Has Donald Trump’s most prominent conservative-commentator supporter abandoned ship? Not quite yet, but as the Daily Caller’s Alex Pfeiffer discovered in his interview with Ann Coulter, she’s got a flotation vest on and has begun searching for a lifeboat. A lack of progress on the border wall and the rise of nepotism has Coulter despairing of the Trump presidency she championed as America’s “last shot”:

So there’s no wall, and Obama’s amnesties look like they are here to stay. Do you still trust Trump? 

Uhhhh. I’m not very happy with what has happened so far. I guess we have to try to push him to keep his promises. But this isn’t North Korea, and if he doesn’t keep his promises I’m out. This is why we voted for him. I think everyone who voted for him knew his personality was grotesque, it was the issues.

I hate to say it, but I agree with every line in my friend Frank Bruni’s op-ed in The New York Times today. Where is the great negotiation? Where is the bull in the china shop we wanted? That budget the Republicans pushed through was like a practical joke… Did we win anything? And this is the great negotiator?

Rather than go with a naval allegory, Coulter describes the Trump presidency as a road trip heading in the wrong direction. Rather than heading to Los Angeles as promised, Coulter says, the feeling so far is that he’s driving the opposite direction:

It’s not like I’m out yet, but boy, things don’t look good. I’ve said to other people, “It’s as if we’re in Chicago and Trump tells us he’s going to get us to LA in six days. But for the first three days we are driving towards New York. Yes, it is true he can still turn around and get us to LA in three days, but I’m a little nervous. …

If we just keep going to New York. Well again, I’ll say we had no choice, but the Trump-haters were right…It’s a nightmare. I can’t even contemplate that. Right now I’m still rooting for him to turn around and take us toward LA.

Perhaps the better analogy would be that Trump promised to stay in Chicago and middle America. Instead, Trump has gotten caught up in the Beltway swamp and NY-LA media glare, or at least it might appear that way to Coulter. That, supposedly, has been the disappointing feature of the Trump presidency — that’s he’s been co-opted by the swamp and focused too much on his coverage to get tough and force his will on Congress and the courts. Going to either LA or NY is part of the problem, not the solution.

This seems a bit … premature, if not over-the-top. Polling shows that Trump’s base remains patient while his administration gets its sea legs, even after a fumbling response after the firing of James Comey. His media surrogates like Coulter and some others have no patience at all. This isn’t the same as the so-called “Trump haters” (or other “Trump lovers,” for that matter) seeing everything through the prism of their 2016 positions; it feels like panic, as if Trump has mere weeks left in his presidency rather than 43 months.
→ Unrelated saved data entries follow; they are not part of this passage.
PR #1807, opened 2018-09-27
Simplify SETTINGS payload

### LINKED ISSUE #1556: HTTP SETTINGS: define setting content encoding
The current draft says:
> The payload of a SETTINGS frame consists of zero or more parameters,
   each consisting of an unsigned 16-bit setting identifier and a
   length-prefixed binary value.

This leaves the encoding of the setting content to the implementor and may be cause of ambiguity.
I believe we should define the encoding more explicitly for each setting, e.g. 
is `SETTINGS_NUM_PLACEHOLDERS` encoded as a fixed-length 4 or 2 (given its maximum value) bytes integer, or perhaps it can also be variable-length, e.g. can the value be encoded in just 1 byte if less than 256 ? 

Also, do we expect arbitrarily large setting contents ?
Implementors would likely enforce some sensible maximum values whenever the length is encoded as a quic-integer, do you think there is value in the RFC suggesting these maximum values ? 
This is probably a larger scope question, but in the settings frame seems more prominent

MikeBishop:
Fixes #1556 by making all setting values varints and removing length prefixes.  This has two ramifications, which are probably livable:
- An extension which needs a structured configuration message needs to define an extra frame/stream type to carry that message.
- An extension which used the full 32-bit space in HTTP/2 will spill over to a 64-bit varint, because in four bytes we only carry 30 bits of payload.

### DIFF
--- a/draft-ietf-quic-http.md
+++ b/draft-ietf-quic-http.md
@@ -1469,6 +1469,12 @@ SETTINGS_MAX_FRAME_SIZE:
 SETTINGS_MAX_HEADER_LIST_SIZE:
 : See {{settings-parameters}}.
 
+In HTTP/QUIC, setting values are variable-length integers (6, 14, 30, or 62 bits
+long) rather than fixed-length 32-bit fields.  This will often produce a shorter
+encoding, but will produce a longer encoding for settings which use the full
+32-bit space.  Settings ported from HTTP/2 might choose to redefine the format
+of their settings to avoid using the 62-bit encoding.
+
 Settings need to be defined separately for HTTP/2 and HTTP/QUIC.  The IDs of
 settings defined in {{!RFC7540}} have been reserved for simplicity.  See
 {{iana-settings}}.
--- a/draft-ietf-quic-http.md
+++ b/draft-ietf-quic-http.md
@@ -1470,10 +1470,10 @@ SETTINGS_MAX_HEADER_LIST_SIZE:
 : See {{settings-parameters}}.
 
 In HTTP/QUIC, setting values are variable-length integers (6, 14, 30, or 62 bits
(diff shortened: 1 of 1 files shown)


draft-ietf-quic-http.md
```diff
@@ -1478,6 +1469,12 @@ SETTINGS_MAX_FRAME_SIZE:
 SETTINGS_MAX_HEADER_LIST_SIZE:
 : See {{settings-parameters}}.
 
+In HTTP/QUIC, setting values are variable-length integers (6, 14, 30, or 62 bits
+long) rather than fixed-length 32-bit fields.  This will often produce a shorter
+encoding, but will produce a longer encoding for settings which use the full
+32-bit space.  Settings ported from HTTP/2 might choose to redefine the format
+of their settings to avoid using the 62-bit encoding.
```
ianswett: I'm not sure I understand the purpose of this additional text?  You lose 2 bits on 32 bit fields, but do we really expect that will require changes on anyone's part?

MikeBishop: Secondary Certs currently stuffs an exporter in the setting value (to confirm both peers are on the same TLS connection with no MitM), and would overflow to an eight-byte field.  It doesn't *require* changes, but it's advisable to either take advantage of the entire eight bytes or trim two bits off to still fit in four bytes.  Hence, "might choose."

ianswett: In that case, how about starting the paragraph with 'Setting values are ...... rather than fixed length 32-bit fields as in HTTP/2."  Currently you mention HTTP/QUIC in the HTTP/QUIC draft, and don't reference the thing you're comparing against(HTTP/2).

Coulter’s charge that Trump’s nepotism (having Jared Kushner and his daughter Ivanka in the White House) amounts to a surprising hint of fascism seems even more odd. Trump’s most vociferous backers — Coulter included — hailed Trump’s business track record as his best qualification to run the federal government. Trump’s business track record shows a very solid streak of nepotism, though, and nepotism isn’t what made the fascisti a danger either. Having Jared and Ivanka in the White House as advisers hardly presents the kind of nepotistic threat to separation of powers and independent checks on the presidency as, say, appointing one’s younger brother as Attorney General — and yet we all managed to get past the John F. Kennedy era without fascism raising its ugly head.

It may be that the Trump presidency produces nothing of interest for border hawks or conservatives, save the important judicial nominations on which the White House wants the latter to focus, but we have a long way to go and a midterm election to watch before we even get close to that conclusion. But that’s hardly a new concern either; many of us pointed out that risk during the GOP primary fight, and were roundly dismissed by Coulter and other Trump supporters at the time. I warned sixteen months ago that a Trump presidency could follow the same arc as Jesse Ventura’s disastrous term as Minnesota governor:

It’s possible that an anti-establishment outsider could shake up the existing order and provide the kind of leadership needed to forge new alliances and make sharp improvements. It seems more likely that both Trump and Sanders would become another Jesse Ventura – an executive with no alliances, whose inexperience and/or antipathy toward institutions produces little but a lost four years and strengthening of the party establishments they both seek to demolish.

As that ancient Minnesota proverb warns, be careful what you wish for, uff dah – you might just get it, you betcha.

We’re hardly there yet, though. The FY2018 budget has only just begun to get attention, and while there may still be difficulties in getting border-wall funding, the White House hasn’t abandoned it yet. Perhaps everyone just needs to pull the car over and take a deep breath.